Vous remarquerez au passage l’orthographe approximative. Allez savoir si cet internaute est inculte, s’il a de gros doigts boudinés ou bien s’il était nerveux à l’instant de découvrir qui allait répondre à la question cruciale qui le taraudait comme un ver à bois dans une poutre en chêne. Oh miracle, en première page de ses résultats, un « Ted et Eux» à l’air d’être une mine d’information fabuleuse pour obtenir des éléments de réponses. Sinon, notre ami(e) aurait passé une journée horrible. Ou une soirée, une matinée. Allez savoir, s’il est sous le méridien de Montevideo ou celui de la Garenne-Bezons.

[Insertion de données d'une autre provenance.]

PR #1389, opened 2025-04-09
[OVEP] feat: Adding OpenVINO EP in ORT-GenAI

ankitm3k:
This PR enables an initial integration & inference with `OpenVINOExecutionProvider` with ORT GenAI Extension ecosystem.

To enable the build using `OpenVINOExecutionProvider` , introducing a new build flag called `--use_openvino` which can be built using below -

Pre-requisites - 
- OpenVINO Toolkit Download - https://www.intel.com/content/www/us/en/developer/tools/openvino-toolkit/overview.html
- Latest ORT OpenVINOExecutionProvider (ORT OVEP) Build Binaries

python build.py --config Release --parallel --skip_tests **--use_openvino**  --ort_home path/to/ort_binaries_directory

There will be more changes hosted in the upcoming PRs ahead.


ankitm3k:
Kindly review & merge my first initial PR
@natke , @RyanUnderhill , @baijumeswani

src/models/model.cpp
```diff
@@ -262,7 +262,7 @@ void EnsureDeviceOrtInit(OrtSession& session, DeviceType type) {
   if (device)
     return;
 
-  static const char* device_type_names[] = {"CPU (Not used, see above)", "Cuda", "DML", "WebGPU_Buffer", "QnnHtpShared"};
+  static const char* device_type_names[] = {"CPU (Not used, see above)", "Cuda", "DML", "WebGPU_Buffer", "QnnHtpShared", "Cpu"};
```
RyanUnderhill, line 265: Is OpenVINO just using the CPU allocator? If so, it should just be using the CPU device type. This is only for when it has a separate Ort::Allocator.

src/models/model.cpp
```diff
@@ -533,6 +532,15 @@ void Model::CreateSessionOptionsFromConfig(const Config::SessionOptions& config_
...
       session_options.AppendExecutionProvider("WebGPU", opts);
+    } else if (provider_options.name == "openvino") {
+      std::unordered_map<std::string, std::string> ov_options;
+      for (auto& option : provider_options.options) {
+        ov_options.emplace(option.first, option.second);
+      }      
+      session_options.AppendExecutionProvider("OpenVINO", ov_options);
+      
+      if (is_primary_session_options)
+        p_device_ = GetDeviceInterface(DeviceType::OPENVINO);
```
RyanUnderhill, line 543: This PR should be merged soon and will simplify this: https://github.com/microsoft/onnxruntime-genai/pull/1384/files

Also, we need to have the provider_options.name match the ORT provider name, so it should be "OpenVINO" not "openvino". Going forward we'll have them match and the PR above has a backwards compatibility fix for the existing ones.

src/openvino/interface.cpp
```diff
@@ -0,0 +1,81 @@
+// Copyright (c) Microsoft Corporation. All rights reserved.
```
RyanUnderhill, line 1: Is there anything OpenVINO device specific? Or is it all just CPU?

src/python/py/models/builder.py
```diff
@@ -66,6 +66,7 @@ def __init__(self, config, io_dtype, onnx_dtype, ep, cache_dir, extra_options):
             },
             "dml": {},
             "webgpu": {},
+            "openvino": {},
```
RyanUnderhill, line 69: Should be "OpenVINO" (and the other two should be changed, but that's not your fault)

src/smartptrs.h
```diff
@@ -153,6 +154,7 @@ struct ExternalRefCounted {
 namespace Location {
 struct CPU {};
 struct GPU {};
+struct NPU {};
```
RyanUnderhill, line 157: Is this used anywhere? We've been removing this usage as it's been replaced by the DeviceSpan struct for more specific device usage.

src/models/model.cpp
RyanUnderhill: The mentioned PR is now merged, please sync again and merge this with the simplified version.

build.py
```diff
@@ -125,6 +125,8 @@ class HelpFormatter(argparse.ArgumentDefaultsHelpFormatter, argparse.RawDescript
     )
 
     parser.add_argument("--use_rocm", action="store_true", help="Whether to use ROCm. Default is to not use rocm.")
+    
+    parser.add_argument("--use_openvino", action="store_true", help="Whether to use OpenVINO. Default is to not use OpenVINO.")
```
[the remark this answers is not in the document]
RyanMetcalfeInt8: I think @ankitm3k just followed the same pattern here as we observed for other EPs. It's true that there is no compile-time dependency on OpenVINO for these changes. So to double check my understanding -- your recommendation would be to remove all changes in build.py, as well as all CMake files, except for the change in [cmake/global_variables.cmake](https://github.com/microsoft/onnxruntime-genai/pull/1389/files#diff-4ad56a5f310ebf5d72bed8d95a20cb0068daab148db6b232a6fa7a66f0ed9d2d) where we add the required files to the build?

i.e.
```
  "${GENERATORS_ROOT}/openvino/*.h"
  "${GENERATORS_ROOT}/openvino/*.cpp"
```

src/openvino/interface.cpp
RyanMetcalfeInt8: Right now it is all just CPU. Eventually we may add something more OpenVINO-specific.

src/smartptrs.h
RyanMetcalfeInt8: This is not used anywhere. We can remove it.

src/python/py/models/builder.py
```diff
@@ -3458,7 +3459,7 @@ def get_args():
         "-e",
         "--execution_provider",
         required=True,
-        choices=["cpu", "cuda", "rocm", "dml", "webgpu"],
+        choices=["cpu", "cuda", "rocm", "dml", "webgpu","openvino"],
```
hanbitmyths, line 3462: A model builder generates an ONNX model containing contrib ops optimized for specific EPs. Do you have a plan to support contrib ops in OpenVINO to leverage model builder generated models?

build.py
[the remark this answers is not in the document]
baijumeswani: Yes, avoid adding a new build flag if the code does not need new compile time dependencies. As you've identified, you probably only need to add the new files under `${GENERATORS_ROOT}/openvino/` to the build srcs.

src/openvino/interface.cpp
RyanUnderhill: Is it from a separate allocator or is it the CPU allocator?

src/models/model.cpp
RyanMetcalfeInt8: Can you elaborate a bit here? Are you saying that we should have something other than `"Cpu"` for index 5 (when device=OpenVINO)?

src/openvino/interface.cpp
RyanMetcalfeInt8: Could you elaborate?

RyanUnderhill: Is the memory used by OpenVINO from the default CPU allocator? Or does it have a separate OpenVINO OrtAllocator?

RyanMetcalfeInt8: Ah, yes we are using the default CPU allocator.

RyanUnderhill: Ah, then there shouldn't be an OpenVINOMemory object yet, as this would only be if you had your own OrtAllocator. CPU memory is already managed by the CpuMemory object.

src/python/py/models/builder.py
gblong1: We do expect that OpenVINO supports a subset of the contrib ops.

gblong1: @RyanUnderhill does this line also require OpenVINO instead of openvino?

RyanUnderhill: I'm not sure, @kunal-vaishnavi can say for sure. It's only the strings passed to the OrtSessionOptions::AppendExecutionProvider directly that need to match case with Ort.

src/openvino/interface.cpp
RyanMetcalfeInt8: So then I guess you're saying that our Generators::OpenVINO::DeviceInterface should implement AllocateBase / WrapMemoryBase by creating CpuMemory objects?

src/python/py/models/builder.py
kunal-vaishnavi: > We do expect that OpenVINO supports a subset of the contrib ops.

Which contrib ops are currently supported? You can search for `com.microsoft` in the model builder to find all contrib ops. We want to ensure that we are generating ONNX models that can run on the OpenVINO EP. If most contrib ops are not supported, then we can wait for the support to arrive before enabling it as an option here.

> I'm not sure, @kunal-vaishnavi can say for sure. It's only the strings passed to the OrtSessionOptions::AppendExecutionProvider directly that need to match case with Ort.

We can have a mapping inside ORT GenAI for the EP abbreviations here to the actual EP names used in ORT.

```cpp
std::unordered_map<string, string> mapping;
mapping["cpu"] = "CPUExecutionProvider";
mapping["cuda"] = "CUDAExecutionProvider";
...
```

With this approach, using `openvino` instead of `OpenVINO` is fine.

src/smartptrs.h
RyanMetcalfeInt8: Removed in latest push

src/python/py/models/builder.py
RyanMetcalfeInt8: I think we will just remove our changes to builder.py for now, as we don't yet support *all* contrib ops.

ankitm3k: @kunal-vaishnavi  Can you kindly share the primary or upcoming list of Contrib Ops you would recommend which will be used in the ORT GenAI Ecosystem going forward viz. GQA, Flash Attention, SDPA, etc. Basically we want to target enabling these Ops to future proof the requirements coming ahead in GenAI space. Also kindly mention the quantization formats too.

src/openvino/interface.cpp
RyanMetcalfeInt8: okay, this should be resolved in latest push.

RyanMetcalfeInt8:
Okay, changes to address all comments (so far) have been pushed. Please take a look. Thanks!

src/models/model.cpp
```diff
@@ -255,14 +255,14 @@ int32_t Tokenizer::TokenToTokenId(const char* token) const {
 // arena already being destroyed.
 void EnsureDeviceOrtInit(OrtSession& session, DeviceType type) {
   // CPU Allocator is a special case, it's not in the owned 'allocator_device_' table below so we handle it separately
-  if (type == DeviceType::CPU)
+  if (type == DeviceType::CPU || type == DeviceType::OpenVINO)
```
RyanUnderhill, line 258: Can add a comment above to explain:

```
// OpenVINO delegates to the CPU device allocator
```

src/openvino/interface.cpp
```diff
@@ -0,0 +1,50 @@
...
+
+#include "../generators.h"
+#include "../search.h"
+#include "interface.h"
+#include "../cpu/interface.h"
+
+namespace Generators {
+namespace OpenVINO {
+
+const char* device_label = "OpenVINO";
```
RyanUnderhill, line 12: Is this used anywhere now? I think it was only for the DeviceSpan

src/python/python.cpp
```diff
@@ -484,6 +484,7 @@ PYBIND11_MODULE(onnxruntime_genai, m) {
   m.def("is_rocm_available", []() { return USE_ROCM != 0; });
   m.def("is_webgpu_available", []() { return true; });
   m.def("is_qnn_available", []() { return true; });
+  m.def("is_openvino_available", []() { return true; });
```
RyanUnderhill, line 487: Will it always be available? Or does Onnxruntime have to be built with support for it?

RyanMetcalfeInt8: Onnxruntime needs to be built with OpenVINO support. I think in the original changeset, it did something similar to rocm case,  `return USE_OPENVINO != 0;`, where `USE_OPENVINO` was introduced by some CMake checks. Perhaps we need a subset of these changes back?

src/models/model.cpp
RyanMetcalfeInt8: okay, added.

src/openvino/interface.cpp
RyanMetcalfeInt8: You're right, this is not used anymore. I removed it.

src/python/python.cpp
RyanMetcalfeInt8: alright, please see latest commit. Basically, CMake will check for existence of OpenVINO EP library, and set USE_OPENVINO compile flag accordingly. This is then used within python.cpp to give appropriate return value for `is_openvino_available`

RyanMetcalfeInt8:
Alright, I think we've addressed 2nd round of feedback. Let us know if there any any additional questions. Thanks!

ankitm3k:
> Alright, I think we've addressed 2nd round of feedback. Let us know if there any any additional questions. Thanks!

Hey @natke can you please kindly review & merge this PR as we have addressed all the comments.

src/python/python.cpp
RyanUnderhill: Does this mean that it's based on if the machine it was built on has OpenVINO, not the machine it is run on?

baijumeswani (commented):
Minor comment. Otherwise, PR looks good.

src/python/python.cpp
baijumeswani: I think it should always return true. We don't have any compile time dependency and unless we have a runtime way to check if the onnxruntime dll is an openvino one, we should always return true here. It is also how qnn and webgpu is setup.

RyanMetcalfeInt8: So I think we have 2 options:
1. Implement `is_openvino_available()` and always return True
2. Don't implement it at all

I'm not sure what the intent is of this function, but OpenVINO is available if the following conditions are met :
* OpenVINO onnxruntime EP library is installed into user's env.
* OpenVINO Toolkit environment is installed into user's env.

Perhaps eventually we can implement this function by checking if other packages are installed (onnxruntime-openvino, openvino, etc.) -- but for now, my opinion is to *not* implement it at all (option 2).

cmake/check_openvino.cmake
```diff
@@ -0,0 +1,13 @@
...
+# (global_variables.cmake only sets it for supported platforms)
+if(DEFINED ONNXRUNTIME_PROVIDERS_OPENVINO_LIB)
+  # Check for existence of OpenVINO EP library. This will determine
+  #  whether onnxruntime has been compiled with OpenVINO EP support.
+  if(EXISTS "${ORT_LIB_DIR}/${ONNXRUNTIME_PROVIDERS_OPENVINO_LIB}")
+    set(OPENVINO_EP_FOUND 1)
+  endif()
+endif()
+
+add_compile_definitions(USE_OPENVINO=${OPENVINO_EP_FOUND})
```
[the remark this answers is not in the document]
RyanMetcalfeInt8: right, in this case it was only to generate return value of python.cpp function.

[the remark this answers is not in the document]
baijumeswani: ok, let's avoid adding this compile definition and return true in the python.cpp. We can modify that in a later PR if we need to.

RyanMetcalfeInt8:
Alright, I've reverted the commit that added the changes to CMake which checked for existence of OpenVINO. `is_openvino_available` returns `True` now.

baijumeswani (approved):

src/python/py/models/builder.py
baijumeswani: Since the above comments are non-blocking, we can follow up in an offline thread.

build.py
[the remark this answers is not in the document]
ZhangWei125521: > 've removed al

could you share gudiance about how to infer with openvino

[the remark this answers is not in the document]
ZhangWei125521: > okay, as discussed, we've removed all changes to build.py, as well as all CMake files, except for adding the new openvino sources.

I dont now how to infer with openvino without no onnxruntime openvino provider dll .could you share guidance on this?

Je ne lui jette pas la pierre : on tape parfois n’importe quoi avec le clavier, quand on veut aller trop vite. Je le sais, j’écris parfois n’importe quoi, moi aussi. Si, si, ne le niez pas. Je n’ai pas toujours les bons outils, faut dire. Par exemple, moi et un Iphone, on dirait une baleine à bosse en train de jouer “La Petite Musique de Nuit” sur un piano Fisher Price. Je perds un temps fou à retaper ce que j’écris. Et quand enfin j’arrive au bout d’une phrase, j’efface tout, en voulant simplement passer à la ligne ! Ça m’énerve ! Mais quel est l’extrait d’abruti qui a inventé un clavier aussi petit sur écran ? C’est une manie, ça, vouloir faire tout petit. Au train où vont les choses, la prochaine version d’Iphone, on se la collera dans les dents, on fera défiler les menus avec la langue, et on cliquera avec les amygdales.

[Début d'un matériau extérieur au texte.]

PR #2597, opened 2026-09-20
[CUDA] Support CPU embedding offload with graph capture

tianleiwu:
## Description

Offload packed Engine model embedding lookups to a separate CPU-only ONNX session while preserving CUDA graph capture for target and DFlash/DSpark decoding. The target and drafter share one embedding session, and captured execution reuses persistent device buffers whose contents are refreshed before each graph invocation.

### Runtime

- Add a validated `CpuEmbedding` session that binds CUDA-bound output to pinned host memory and asynchronously copies only selected rows to the consumer device.
- Feed external embeddings into decoder and block-drafter sessions while preserving DFlash token IDs for candidate selection.
- Reserve persistent embedding buffers in the Engine CUDA graph plan and use existing step-tensor lifetime handling for the drafter.
- Reject unsupported non-Engine and non-CPU embedding configurations explicitly.

### Conversion and Documentation

- Add `split_cpu_embedding.py` to extract a packed `Gather` or `GatherBlockQuantized` without re-exporting or copying external weight data.
- Verify target/drafter lookup compatibility and remove offloaded initializers from shared-initializer configuration.
- Document configuration, graph-lifetime behavior, supported scope, tradeoffs, and validation guidance.

### Tests

- Cover float and INT4 graph splitting, retained selector IDs, external-data offsets, shared-weight validation, and unsafe split rejection.
- Add CPU and CUDA Engine acceptance coverage for embedding session lifetime, plus optional real-model parity across eager and captured CUDA execution.

## Testing

- `PYTHONPATH="$PWD/src/python/py" python -m pytest -q test/python/builder/test_split_cpu_embedding.py` (`6 passed`)
- `cmake --build build/cuda130/Release --target onnxruntime-genai onnxruntime-genai-cuda -j "$(nproc)"` (passed)
- Exact-source CUDA build and synthetic CPU/CUDA runtime parity (`2 passed`)
- The three real-model CUDA graph parameterizations require a matching ORT/model pair; the local ORT build rejected the available model's `uint8` PagedAttention input before embedding execution.
- `lintrunner -a -r origin/main` (passed)

## Checklist

- [x] Tests added
- [x] No breaking changes; CPU embedding remains opt-in
- [x] Documentation added


src/models/cpu_embedding.cpp
```diff
@@ -0,0 +1,82 @@
...
+  auto result = OrtValue::CreateTensor(*output_memory, host.data(), host.size_bytes(), shape, type_);
+  const char* input_name = config_.inputs.input_ids.c_str();
+  const char* output_name = config_.outputs.embeddings.c_str();
+  OrtValue* input_value = input.get();
+  OrtValue* output_value = result.get();
+  session_->Run(run_options_.get(), &input_name, &input_value, 1, &output_name, &output_value, 1);
+  // The pinned mirror has the destination buffer's lifetime, so this asynchronous copy can
+  // remain ordered with the consuming CUDA session without entering graph capture.
+  if (output.p_device_->GetType() == DeviceType::CUDA) {
+    bytes.CopyCpuToDevice();
```
baijumeswani: `bytes` owns the pinned host buffer returned by `CpuSpan()`, but `bytes` is local to this function. After this asynchronous copy is queued, that host buffer is freed when the function returns. This can force a wait on every lookup, and the code does not clearly keep the source alive until the copy finishes. It also means allocating and freeing pinned memory for every token step. Please keep a reusable pinned staging buffer with the target/DFlash workspace and retain it until the copy is complete. A CUDA event can be used if the buffer may be reused before the stream finishes.

src/dflash2_drafter.cpp
```diff
@@ -827,6 +833,11 @@ bool Dflash2Drafter::Propose(Tensor& aux_hidden_states, std::span<const Feed> fe
 
   auto& input_ids = StepTensor(step_tensors_.input_ids, device, Ort::TypeToTensorType<int64_t>,
                                {static_cast<int64_t>(num_block_rows)});
+  Tensor* embeddings = nullptr;
+  if (model_->cpu_embedding_) {
+    embeddings = &StepTensor(step_tensors_.embeddings, device, model_->cpu_embedding_->type_,
```
baijumeswani, line 850: This creates a persistent DFlash GPU buffer, but its memory is not included when the Engine decides how much memory the KV cache may use. Near the configured memory limit, the first proposal or a later buffer growth can fail because the cache has already claimed that space. Please reserve the maximum expected embedding-buffer size before `CacheManager::Create()`, or allocate the full workspace before probing free memory. The estimate should also allow for the old and new buffers to exist briefly during growth.

src/dflash2_drafter.cpp
```diff
@@ -345,10 +345,16 @@ ONNXTensorElementDataType ValidateDflash2ModelCompatibility(
...
 
-Dflash2Model::Dflash2Model(std::unique_ptr<Config> config, OrtEnv& ort_env)
-    : Model{std::move(config)} {
+Dflash2Model::Dflash2Model(std::unique_ptr<Config> config, OrtEnv& ort_env,
+                           std::shared_ptr<CpuEmbedding> cpu_embedding)
+    : Model{std::move(config)}, cpu_embedding_{std::move(cpu_embedding)} {
   session_ = CreateSession(ort_env, config_->model.decoder.filename, session_options_.get());
   session_info_.Add(*session_);
+  if (cpu_embedding_) {
+    cpu_embedding_->ValidateConsumer(session_info_, config_->model.dflash2.inputs.embeddings);
```
baijumeswani, line 358: This checks the embedding input's type and shape, but not whether its name is already used by another DFlash input. For example, if it matches `aux_hidden_states`, the same ONNX input name is later bound twice and the drafter fails at runtime. Please add the embedding name to the existing input-name uniqueness check and add a test for an alias.

src/python/py/models/split_cpu_embedding.py
```diff
@@ -0,0 +1,174 @@
...
+    initializers = {i.name: i for i in model.graph.initializer}
+    weight_names = {name for index, name in enumerate(node.input) if index != 1 and name}
+    if not weight_names <= initializers.keys():
+        raise ValueError("Embedding parameters must be initializers")
+    weight = initializers[node.input[0]]
+    if len(weight.dims) != 2 or weight.dims[1] != hidden_size:
+        raise ValueError("Embedding weight does not match hidden_size (packed UINT8 weights are not supported)")
+    dtype = initializers[node.input[2]].data_type if node.op_type == "GatherBlockQuantized" else weight.data_type
+    old_output = node.output[0]
+    if output_name in {i.name for i in model.graph.input} or any(output_name in n.output for n in model.graph.node):
```
baijumeswani: This check also sees the selected lookup node itself. If that node already outputs `inputs_embeds`, a valid model is rejected even though removing the node and reusing that name is safe. Please exclude the selected node from this check, or allow `old_output == output_name`, while still rejecting collisions with other nodes and graph inputs.

src/python/py/models/split_cpu_embedding.py
```diff
@@ -0,0 +1,174 @@
...
+            i for i in settings.get("shared_initializers", []) if i["name"] not in removed
+        ]
+        graphs[filename] = graph
+    model_config["embedding"] = {
+        "filename": "embedding.onnx",
+        "session_options": {"intra_op_num_threads": 1},
+        "inputs": {"input_ids": "input_ids"},
+        "outputs": {"inputs_embeds": "inputs_embeds"},
+    }
+    graphs["embedding.onnx"] = embedding
```
baijumeswani: This fixed name can overwrite a rewritten component graph in `graphs`. For example, a valid model may already use `embedding.onnx` as its decoder filename; this assignment then replaces the decoder with the one-node embedding graph while the config still points the decoder at that file. Please either reject filename collisions before conversion or choose an unused filename and store it in `model.embedding.filename`. A converter test with a decoder named `embedding.onnx` would cover this.

baijumeswani (commented):
Thanks for working on this. The split CPU session addresses a real current limitation: ORT can offload nodes to CPU in a mixed CPU/CUDA session, but a real CPU tensor followed by a host-to-device copy prevents CUDA Graph replay. Keeping the decoder CUDA-only is therefore a reasonable short-term design. Longer term, ORT should consider capturing and replaying the CUDA parts of a mixed session while running CPU work normally, but that would be a larger ORT execution-engine feature rather than a small change here.

I found five concerns, described inline. The most important is the lifetime of the pinned host buffer. Before making performance claims, please also compare GPU embedding with and without CUDA Graphs, ORT's normal mixed CPU/CUDA execution, and this split-session path. Please verify that CUDA Graph replay actually happens, not only that it is enabled.

src/models/cpu_embedding.cpp
tianleiwu: Fixed in 9621a0971caffa437eeecfba4343c415638a46df. The target decoder (including eager steps) and DFlash now each retain a pinned staging workspace. The host allocation is reused across destinations and smaller shapes, grows only when needed, and waits for outstanding uploads before reuse or teardown. Only active rows are uploaded. A real-CUDA regression covers pointer reuse, growth, alternating destinations, back-to-back uploads, and teardown; CPU/CUDA Engine parity also passes.

This uses the existing device stream synchronization API, not a CUDA event. The synchronization cost is documented, and the expected-speedup claim was removed. The requested four-way real-model benchmark and actual target/DFlash graph-replay trace are still pending; the three real-model tests were skipped because model paths were not supplied. Synthetic parity does not establish replay or latency improvement.

src/dflash2_drafter.cpp
tianleiwu: Fixed in 9621a0971caffa437eeecfba4343c415638a46df. Before CacheManager::Create, the Engine now reserves three times max_batch_size * block_size * hidden_size * element_size for the DFlash embedding workspace. This bounds the old allocation plus a doubled replacement during StepTensor growth, and applies to windowed/full-attention drafters and explicit block budgets. Checked arithmetic rejects overflow. The FP16/FP32 reservation and overflow regressions pass, along with the DFlash/decoder test suite.

src/dflash2_drafter.cpp
tianleiwu: Fixed in 9621a0971caffa437eeecfba4343c415638a46df. With CPU embedding enabled, the embedding input now joins the existing runtime input-name uniqueness set before cache inputs are validated. Empty names and aliases with ordinary or cache inputs are rejected before execution. The regression covers aux_hidden_states, input_ids, a cache input, and a valid distinct embedding name; all selected DFlash/decoder tests pass.

src/python/py/models/split_cpu_embedding.py
tianleiwu: Fixed in 9621a0971caffa437eeecfba4343c415638a46df. The collision check excludes only the selected lookup node, so an existing inputs_embeds output can be reused. Collisions with another node, graph input, or initializer still fail. Numeric parity tests now cover both output names for float/INT4 lookups, with and without retained selector token IDs. All 18 converter tests pass.

src/python/py/models/split_cpu_embedding.py
tianleiwu: Fixed in 9621a0971caffa437eeecfba4343c415638a46df. The converter chooses an unused embedding_N.onnx filename when embedding.onnx is occupied and records that exact filename in model.embedding.filename. It checks both source files and rewritten component names. The regression converts a decoder named embedding.onnx, loads both resulting ONNX sessions, and checks numerical parity and preservation of external data. All 18 converter tests pass.

baijumeswani (approved):

PR #2607, opened 2026-09-22
fix: size fp32 logits buffer with last-token shape during prefill

amd-genmingz:
### Problem
`Logits::Get()` allocates the fp32 conversion buffer with the full prefill shape
instead of the last-token shape

`shape_` is `[batch_beam_size, sequence_length, vocab_size]`; `shape_last` is
`[batch_beam_size, 1, vocab_size]`.

**The buffer is never used**
`Cast()` discards any existing output whose shape differs from its input:
```cpp
if (output && shape != output->GetTensorTypeAndShapeInfo()->GetShape())
  output = nullptr;
if (!output)
  output = OrtValue::CreateTensor(device.GetAllocator(), shape, output_type);
```
Its input here is `output_last_tokens_`, shape `[B, 1, V]`. This branch is only
entered when `shape_[1] != 1`, so the shapes can never match and the oversized
buffer is always freed and reallocated at `[B, 1, V]`. It is allocated, never read,
never written, and immediately released.

### Impact
The waste is `batch_beam_size * sequence_length * vocab_size * 4` bytes per prefill,
scaling with vocabulary size. For Gemma-4 (`vocab_size = 262144`) that is 1 MB per
prompt token:
| prompt tokens | wasted allocation |
|---|---|
| 8319 | 8.72 GB |
| 12511 | 13.12 GB |
| 16375 | 17.17 GB |
| 32487 | 34.07 GB |


src/models/io/logits.cpp
```diff
@@ -45,7 +45,7 @@ DeviceSpan<float> Logits::Get() {
     output_last_tokens_ = OrtValue::CreateTensor(model_.p_device_logits_->GetAllocator(), shape_last, type_);
 
     if (type_ == Ort::TypeToTensorType<Ort::Float16_t> || type_ == Ort::TypeToTensorType<Ort::BFloat16_t>)
-      logits_of_last_token_fp32_ = OrtValue::CreateTensor<float>(model_.p_device_logits_->GetAllocator(), shape_);
+      logits_of_last_token_fp32_ = OrtValue::CreateTensor<float>(model_.p_device_logits_->GetAllocator(), shape_last);
```
tianleiwu: Could you add a regression check for the fp32 conversion buffer allocation on an unpruned fp16/bf16 model with a multi-token prompt (S > 1)? It should allocate [B, 1, V], not [B, S, V]. The existing fp16 greedy test passes even with the old oversized allocation because Cast discarded and reallocated that buffer, so a correctness-only assertion will not protect this memory improvement. A pruned [B, 1, V] model would cover the other graph layout.

tianleiwu (commented):
The allocation change is correct for the standard decoder: Cast now receives an fp32 buffer shaped like the selected last-token input. prune_lm_head is disabled by default, but this path already infers a fixed last-token output from ONNX metadata via Model::IsPruned(); the merged #2614 Engine path separately sizes full/selected packed rows and draft-verification rows from the graph contract. The inline test suggestion is non-blocking.

tianleiwu (approved):

src/models/io/logits.cpp
tianleiwu: Local test passed. I'll add a PR later.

Ce n’est pas d’aujourd’hui que je me plains des miniatures. Quand j’étais en fac, il y avait un prof qui écrivait à la craie des mots minuscules sur le tableau de l’amphi. Il fallait une longue vue pour le déchiffrer. Jusqu’au jour où une voix de stentor a lancé du haut des gradins : «Plus petit, y en a qui voient !». J’avais trouvé ça génial, ce gars qui prend l’initiative de dire tout haut ce que tout le monde pense tout bas. J’adore ça. Ça me rappelle une fois, dans le métro, où la porte de sortie s’était bloquée. Vous savez, ces portes vitrées, où il faut appuyer à un endroit précis pour qu’elle s’ouvre. Bref, pas moyen de sortir, et toute une rame se cassait le nez dessus. Et vas-y que je te balance des claques, des coups de poings, des coups d’épaule… Rien à faire.

Ça commençait à râler sévère, derrière. «Mais qu’est-ce qui se passe, pourquoi ils n’avancent pas, et gna gna, gna…». Le genre de réaction de Parisien bourrin qui n’imagine même pas qu’on est train d’essayer de résoudre son problème, et que ça va prendre un peu de temps, et que OK, on va être obligés d’attendre, peut-être, allez, bien trois secondes. Bref, tout le monde s’échinait à ouvrir, en vain. Quand tout à coup, un homme aux traits asiatiques fend la foule et balance un coup de latte monstrueux dans la lourde récalcitrante. On aurait dit Jean-Claude Van Damme découpant une bûche à Noël. Résultat, la porte s’ouvre en couinant et en vibrant sous le choc. Eh bien tout l’attroupement s’est gardé de saluer la performance du karatéka de la ligne 8. Alors c’est un des costauds qui s’y est collé : il s’est mis à applaudir bruyamment, clap, clap, clap, et il a lancé tout fort : «Bravo, le Chinois!». Formule qui me fait rire, encore, des années après.

C’est bon de rigoler un peu. De quoi on parlait, déjà ? Avec tout ça, j’ai perdu le fil. Ah oui, ça me revient : je ne sais pas vous, mais moi, je déteste les digressions.